Hi myself and my partner and two dogs are looking at doing six months in the U.K. six months in Cyprus. Please could someone recommend a reputable estate agent to deal with in Cyprus. We are looking for a two bedroom plus property for under £125000 on the west side of the island either Polis way or Paphos. Easy travelling to a harbour or marina. I run an open water swimming business and thinking of setting up similar in Cyprus and beach. Is there a need for swimming teachers/coaches in Cyprus? How easy is it to get a mooring? Property wise we would love somewhere with a lovely big pool not communal, however would like enough space to put an endless pool in as a plan b. Also weather wise how is it in the winter. Is it very windy? Are the seas swimmable? Any advice welcome and thank you for your time.:clap2:


----------



## David_&_Letitia (Jul 8, 2012)

Hi and welcome to the Forum - the friendliest Expat Forum on the island! I’ve answered some of your questions in red below for ease of reference:



Chrissifleet said:


> Hi myself and my partner and two dogs are looking at doing six months in the U.K. six months in Cyprus.


*Just a quick point on this - if you are in Cyprus for more than 186 days per year, you will be subject to Cyprus Tax. The same applies to the UK so you would be well advised to decide which tax regime you would like to subscribe to and spend no more than the maximum allowed in either country.*



Chrissifleet said:


> Please could someone recommend a reputable estate agent to deal with in Cyprus.


*We didn’t buy here when we moved over 5 years ago, so I cannot claim to have personal knowledge of these agents. However, we live in Polis and these are locally based agents which we know and which are, to the best of our knowledge, reputable.

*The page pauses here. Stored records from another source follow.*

PR #2143, opened 2017-08-13
WIP: Prometheus backend

dimamedvedev:
To test
```
docker run --rm --name prometheus -p 9090:9090 prom/prometheus
```
and run `prom("up", "5m", "", "30s")` in expression tab.

Current problems:

1.  Prometheus shows all tags when doing metric query, it'll probably break Bosun alert keys There's a way to aggregate on particular tags like `avg(metric_name) by (tag_name)` ( see https://prometheus.io/docs/querying/operators/#aggregation-operators ), but that requires more sophisticated `expr.PromTag()` function and I haven't yet figured out how to deal with `promql.ParseExpr()` output.

Todo

- [ ] vendor
- [ ] tests
- [ ] TagQuery function
- [ ] filter tags in response


kylebrandt:
done via #2366

Issue #680, opened 2015-01-30
Why use UTC, rather than a Local？


wkshare:
We in China, the bosun's time zone display is not correct。

example：
moment.utc() and time.Now().UTC()

Can remove the UTC? or Add timezone to dev.conf ?

kylebrandt:
Non UTC support isn't of any use to use at Stack - so we won't be working on this any time soon. However if there is a well tested pull request for this feature I think we would be happy to accept it.

wkshare:
thks，i know。

We try to modify。

change time.Parse() to time.ParseInLocation in *.go（funcs.go, expr.go, web.go, tsdb.go ... ...)
change moment.utc to moment.local in bosun.js
and TZ=Asia/shanghai ./bosun

After the success, wish to join configuration in dev.conf。

What you suggest?

We have 3000+ machines。2W+ qps moniting data.
We'd like to try to use the bosun：）

kylebrandt:
We would want the all js to use whatever timezone is in the config for now
(and maybe eventually users can configure it). That way the interface can
be in UTC still (or the local time).

Also be aware that we use typescript to (all the tsc files) to generate .js
and don't edit the js directly.

Dieterbe:
just linking to whshare's PR from here: #685 
big +1 from me, I would like this feature a lot :)

kylebrandt:
One this I will want to make sure is that this settable my people (or at least a whole instance). I don't want to view things in localtime, rather see them in UTC. So I don't want the web interface restricted to localtime of the client machine.

wkshare:
@kylebrandt   The web page, use the best Localtime，I 'm sure :)

gbrayut:
We have servers and employees in many different time zones and want everything displayed in UTC. If you have a pull request to allow local time on bosun that is fine, but we still want to be able to configure UTC for all our users.

nickman:
UTC is fine, considering the requirement, but it would be nice if it was labeled as UTC. Otherwise (in other time-zones) it just looks wrong.
![tz](https://cloud.githubusercontent.com/assets/597608/6416037/0e4cf6f2-be71-11e4-9080-72c47c7ae874.png)

wkshare:
@nickman i got it

Dieterbe:
closed, why? i think some good points were brought up here :?

kylebrandt:
Want to get to a more manageable length of issues. Supporting local time is
a pretty big project with no contenders to do the work any time soon.

PR #2145, opened 2017-08-20
bosun: print "UTC" next to the time when displaying graphs

nicollet:
partially solve issue 680
https://github.com/bosun-monitor/bosun/issues/680

The only relevant file changed is: cmd/bosun/web/static/js/directives.ts


cmd/bosun/main.go
```diff
@@ -282,6 +282,10 @@ func main() {
 	}()
 
 	if *flagWatch {
+		// note for vim users, I've this in my .vimrc:
```
kylebrandt: Don't think this should be a comment in main.go. Maybe add a tips section to https://github.com/bosun-monitor/bosun/blob/master/CONTRIBUTING.md

cmd/bosun/web/static/js/bosun.js
```diff
@@ -867,9 +867,9 @@ var UsernameInputController = (function () {
     function UsernameInputController(auth) {
         this.auth = auth;
     }
+    UsernameInputController.$inject = ['authService'];
```
kylebrandt: I'm not sure why this is moving. Which version of tsc are you using?

cmd/bosun/main.go
nicollet: Sure, will update.

cmd/bosun/web/static/js/bosun.js
nicollet: $ tsc --version
Version 2.4.2

kylebrandt: should be npm i -g typescript@2.3.1

kylebrandt: Then will need to run `go generate` again

nicollet:
I think those changes should look good now. I don't know if I (or you) should rebase/push -f before applying. The last commit is not very worth it as it is just a go generate with the right version.

Issue #2148, opened 2017-08-23
Influx derivative query conflicts with bosun rules about grouping and where clauses in the query string.


BRNTZN:
Using influx derivative:

`influx("db", '''SELECT  DERIVATIVE(mean("someValue")) FROM "table"''', "30d", "", "3d")
`
Results in:
`fatal: main.go:121: couldn't read rules: conf: path/to/conf/rules.conf:xx:y: at <crit = $avgincreasel...>: expr: derivative aggregate requires a GROUP BY interval`

Tried adding the necessary group by clause to the query:
`influx("db", '''SELECT  DERIVATIVE(mean("someValue")) FROM "table" group by time(3d)''', "30d", "", "3d")
`
Results in:
`fatal: main.go:121: couldn't read rules: conf: path/to/conf/rules.conf:xx:y: at <crit = $avgincreasel...>: expr: aggregate functions with GROUP BY time require a WHERE time clause`

Then tried adding an arbitrary where clause:
`influx("db", '''SELECT  DERIVATIVE(mean("someValue")) FROM "table" where time < now() group by time(3d)''', "30d", "", "3d")
`
This time bosun actually starts up however when checking the alert:
```
2017/08/23 07:51:21 info: check.go:588: check alert myalert start with now set to 2017-08-23 07:51:21.392396985
2017/08/23 07:51:21 error: check.go:712: influx query must not contain time in WHERE
2017/08/23 07:51:21 error: check.go:629: Error checking alert myalert: influx query must not contain time in WHERE
2017/08/23 07:51:21 info: check.go:636: check alert myalert done (584.145µs): 0 crits, 0 warns, 0 unevaluated, 0 unknown
2017/08/23 07:51:21 info: alertRunner.go:89: runHistory on total.message.count.increase took 48.016µs
```

arwineap:
It looks like this is actually coming from the influxdata/influxql module in vendor

https://github.com/bosun-monitor/bosun/blob/master/vendor/github.com/influxdata/influxdb/influxql/ast.go#L1793

earwin:
The cause of this error is that InfluxQL requires `GROUP BY time()` for several functions, and while these are normally added by bosun, it only happens _after_ the initial parsing is done.

earwin:
The only good approach to a fix I see, taking into account more fanciness that comes into InfluxDB, like subqueries, is to:
* remove `from`, `to`, `groupbytimeinterval` parameters from `influx()` function
[...]

PR #2149, opened 2017-08-23
Issue2148fix

BRNTZN:
How I fixed issue #2148 

Did not change any tests and this is probably not the best way to go about it but I'm a noob at go.


BRNTZN:
Fixed the build

PR #2153, opened 2017-08-31
Extend cadvisor collector with additional metrics

skygeo:
Increase the capabilities of the cadvisor collector.
This includes:
* Extra cpu metrics: quota, shares and period
* Extra memory metrics: cache, rss, swap, failcnt, limit, reservation, swaplimit
* New option TagsFromLabels. Enabling adding custom tags based on labels.
* New option IgnoreTags. Enable removing tags.
* Update cadvisor vendor client

### DIFF
--- a/cmd/scollector/collectors/cadvisor.go
+++ b/cmd/scollector/collectors/cadvisor.go
@@ -6,6 +6,7 @@ import (
 	"os"
 	"strconv"
 	"strings"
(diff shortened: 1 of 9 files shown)


skygeo:
Hi guys. Could you have a look at the PR? It would be nice to have it reviewed one day :-)

PR #2154, opened 2017-08-31
ElasticIndexDetails IP field is not an array

pho:
The elasticsearch collector was failing due to:
`scollector[13949]: error: interval.go:65: elasticsearch: json: cannot unmarshal string into Go struct field .ip of type []string`

On my elasticsearch 5.x node:

`elastic-1:~# curl localhost:9200/_nodes/_local/stats`
`... ,"ip":"172.16.0.19:9300",....`

So this PR fixes it, although I have a single node cluster, so I dont really know if this response would be different with more nodes


mhenderson-so:
This commit would break the ElasticSearch collector for versions below 5.x, where that field _is_ an array. I (by coincidence) submitted PR #2155 which fixes this issue in a way that does not break the collector for older Elastic versions (cc @captncraig)

pho:
Such coincidence haha

Thank you! I'll close this PR then

PR #2157, opened 2017-08-31
cmd/scollector: Hide TSDB credentials in logs

dschneller:
Upon startup, scollector reports which OpenTSDB host it is connected to.
In case there is authentication required, the credentials were logged as
part of the URL. This patch replaces them with dummies.

### DIFF
--- a/cmd/scollector/main.go
+++ b/cmd/scollector/main.go
@@ -256,7 +256,7 @@ func main() {
 	}
 	cdp, cquit := collectors.Run(c)
 	if u != nil {
-		slog.Infoln("OpenTSDB host:", u)
+		slog.Infoln("OpenTSDB host:", hideUrlCredentials(u))
 	}
 	collect.UseNtlm = conf.UseNtlm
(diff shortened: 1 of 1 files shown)


cmd/scollector/main.go
```diff
@@ -403,6 +403,17 @@ func parseHost(host string) (*url.URL, error) {
 	return u, nil
 }
 
+func hideUrlCredentials(u *url.URL) *url.URL {
+	// Copy original url, replace credentials, e. g. for logging
+	if u.User != nil {
+		u2 := new(url.URL)
```
captncraig: This should only do anything if the user is already set. Don't want to add xxx if there is no user to begin with.

dschneller: I am not sure I understand. That's why there is `if u.User != nil` check -- only when a User was set in the original URL, a copy will be made, with the xxx instead of the original credentials. So unless I am overlooking something, this already does what you ask for?

captncraig: wow, I spaced that one. Yeah, you're right.

PR #2163, opened 2017-09-26
iterable: use status.io api

nicollet:
* add context.Context: timeout for fastly and iterable.

* https support,
* tunings through configuration,
* variables and consts are not global,
* less reliance on states outside of functions.

* has tests

* only monitors according to the plan

https://docs.google.com/document/d/1ZO4fKLGU0WCC9eldOLIvLU80iNEFupcUS9kswclm2Q8/edit?ts=59b9b782#
(section Iterable System Health)

### DIFF
--- a/cmd/scollector/collectors/fastly.go
+++ b/cmd/scollector/collectors/fastly.go
@@ -1,6 +1,7 @@
 package collectors
 
 import (
+	"context"
 	"encoding/json"
 	"fmt"
 	"io/ioutil"
@@ -67,6 +68,7 @@ const (
 	fastlyScheduledMaintDesc       = "The number of currently scheduled maintenances. Does not include maintenance that is current active"
 	fastlyActiveScheduledMaintDesc = "The number of currently scheduled maintenances currently in progress. Includes the 'in_progress' and 'verifying'"
 	fastlyActiveIncidentDesc       = "The number of currently active incidents. Includes the 'investingating', 'identified', and 'monitoring' states."
+	fastlyMaxDuration              = 3 * time.Minute
 )
 
 var (
@@ -76,7 +78,9 @@ var (
 func c_fastly_status(baseAddr string) (opentsdb.MultiDataPoint, error) {
 	var md opentsdb.MultiDataPoint
 	c := statusio.NewClient(baseAddr)
-	summary, err := c.GetSummary()
+	ctx, cancel := context.WithTimeout(context.Background(), fastlyMaxDuration)
+	defer cancel()
+	summary, err := c.GetSummary(ctx)
 	if err != nil {
 		return md, err
 	}
--- a/cmd/scollector/collectors/fastly.go
+++ b/cmd/scollector/collectors/fastly.go
@@ -68,7 +68,7 @@ const (
 	fastlyScheduledMaintDesc       = "The number of currently scheduled maintenances. Does not include maintenance that is current active"
 	fastlyActiveScheduledMaintDesc = "The number of currently scheduled maintenances currently in progress. Includes the 'in_progress' and 'verifying'"
 	fastlyActiveIncidentDesc       = "The number of currently active incidents. Includes the 'investingating', 'identified', and 'monitoring' states."
-	fastlyMaxDuration              = 3 * time.Minute
+	fastlyMaxDuration              = 1 * time.Minute
 )
 
 var (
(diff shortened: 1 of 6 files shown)


cmd/scollector/collectors/fastly.go
```diff
@@ -67,6 +68,7 @@ const (
 	fastlyScheduledMaintDesc       = "The number of currently scheduled maintenances. Does not include maintenance that is current active"
 	fastlyActiveScheduledMaintDesc = "The number of currently scheduled maintenances currently in progress. Includes the 'in_progress' and 'verifying'"
 	fastlyActiveIncidentDesc       = "The number of currently active incidents. Includes the 'investingating', 'identified', and 'monitoring' states."
+	fastlyMaxDuration              = 3 * time.Minute
```
kylebrandt: Do we know that we need this timeout?

In main.go we set the defaultclient timeouts to for http and collect to one minute.

cmd/scollector/collectors/iterable.go
```diff
@@ -0,0 +1,95 @@
...
+//   # TsdbPrefix = "iterable.status."
+//   # MaxDuration = 3 # seconds
+
+type IterComp map[string]string
+
+func init() {
+	const (
+		defaultStatusBaseAddr = "https://iterable.statuspage.io"
+		defaultTsdbPrefix     = "iterable.status."
+		defaultMaxDuration    = 3 // Seconds
```
kylebrandt: If we do continue with the timeout, 3 second sseems like a short default

cmd/scollector/collectors/iterable.go
```diff
@@ -0,0 +1,95 @@
...
+	"bosun.org/slog"
+	"github.com/bosun-monitor/statusio"
+)
+
+// iterable.io collector
+// to use add this in your scollector.toml:
+// [Iterable]
+//   StatusBaseAddr = "https://iterable.statuspage.io"
+//   # TsdbPrefix = "iterable.status."
+//   # MaxDuration = 3 # seconds
```
kylebrandt: if we keep this feature, I think is should be a duration. Example of how this is done in Bosun with this type https://github.com/bosun-monitor/bosun/blob/master/cmd/bosun/conf/system.go#L560

cmd/scollector/collectors/iterable.go
```diff
@@ -0,0 +1,95 @@
...
+func iterable(ctx context.Context, iter conf.Iterable, compKey IterComp) (opentsdb.MultiDataPoint, error) {
+	var md opentsdb.MultiDataPoint
+	c := statusio.NewClient(iter.StatusBaseAddr)
+	summary, err := c.GetSummary(ctx)
+	if err != nil {
+		return md, err
+	}
+	for _, comp := range summary.Components {
+		if key, ok := compKey[comp.Name]; ok {
+			// TODO: should Add() support a timeout?
```
kylebrandt: remaining TODO

kylebrandt:
@captncraig strange we are vendoring something in the repo... Should we even be here? But I guess if so, the commit should include the changes the lib as well.

cmd/scollector/collectors/fastly.go
nicollet: Will change it to one minute. Note that if c.GetSummary() was called several times or if it was doing several http requests, the whole function would have a global 1 minute boundary. 1 minute makes sense here since this check is launched every minute.

cmd/scollector/collectors/iterable.go
nicollet: I can do that if needed. We may not want to put too much efforts into it though, if we have sensible defaults.

kylebrandt: If we are keeping the the option I would like it to be a duration for consistency across Bosun and collector config (where possible). 

If we just take a default and don't make an option in the toml file, then yes, don't really care that much about the type.

cmd/scollector/collectors/iterable.go
nicollet: What would you suggest? Should we trust data that is coming from a webpage that has taken more than several seconds to render? Probably not.

cmd/scollector/collectors/iterable.go
nicollet: Will remove. Add() is used everywhere and is quite complicated. We have to assume that it will not block, at least for now.

nicollet:
For the vendoring thing: I have the same set of patches for the library too.

PR #2167, opened 2017-09-29
Purge old Rendered Templates

kylebrandt:


cmd/bosun/database/test/util/purge_rendered.go
```diff
@@ -0,0 +1,57 @@
...
+			if st.Open {
+				continue
+			}
+			if len(st.Actions) == 0 || st.Actions[len(st.Actions)-1].Time.Before(earliestOk) {
+				ids = append(ids, st.Id)
+			} else {
+				continue
+			}
+			fmt.Println(st.Id, len(st.Events), st.Open)
+			s, err := redis.String(myConn.Do("GET", fmt.Sprintf("renderedTemplatesById:%d", st.Id)))
```
kylebrandt: renderedTemplatesKey(st.Id)

cmd/bosun/database/state_data.go
```diff
@@ -447,3 +516,58 @@ func (d *dataAccess) transact(conn redis.Conn, f func() error) error {
...
+					continue
+				}
+				id, err := strconv.ParseInt(parts[1], 10, 64)
+				if err != nil {
+					slog.Error(err)
+					continue
+				}
+				state, err := d.getIncident(id, conn)
+				if err != nil {
+					if strings.Contains(err.Error(), "nil returned") {
```
kylebrandt: strings.Contains on error, combined with the match not being a constant doesn't seem safe in the long run.

cmd/bosun/database/state_data.go
```diff
@@ -93,16 +96,80 @@ func (d *dataAccess) GetRenderedTemplates(incidentId int64) (*models.RenderedTem
...
 	return renderedT, nil
 }
 
+func (d *dataAccess) GetRenderedTemplateKeys() ([]string, error) {
+	conn := d.Get()
+	defer conn.Close()
+
+	//ledis uses XSCAN cursor "KV" MATCH foo
+	//redis uses SCAN cursor MATCH foo
+	cmd := "SCAN"
```
kylebrandt: Maybe Redis and Ledis SCAN could be a function outside of this that can be reused (and make this func shorter)

captncraig: Yeah, we did that with some others, but the re-ordering of the args makes it tricky. I will factor out.

cmd/bosun/database/state_data.go
captncraig: Yeah, the problem there is that the error will already be wrapped at that point, and the inner error is not accessible. I guess I can also make a package function for that test though.

kylebrandt:
@captncraig Didn't find any problems testing this out, but needs conflicts resolved.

If nothing else, perusing their websites will show you what your budget will buy in the Polis/Latchi/Neo Chorio/Argaka areas all of which are within easy reach of marinas. (For mods: I have no financial interests in either of these companies):*

Cyprus Property and villas for sale in Polis, Latchi and Argaka

https://www.a20realestate.com



Chrissifleet said:


> We are looking for a two bedroom plus property for under £125000 on the west side of the island either Polis way or Paphos. Easy travelling to a harbour or marina... Property wise we would love somewhere with a lovely big pool not communal, however would like enough space to put an endless pool in as a plan b.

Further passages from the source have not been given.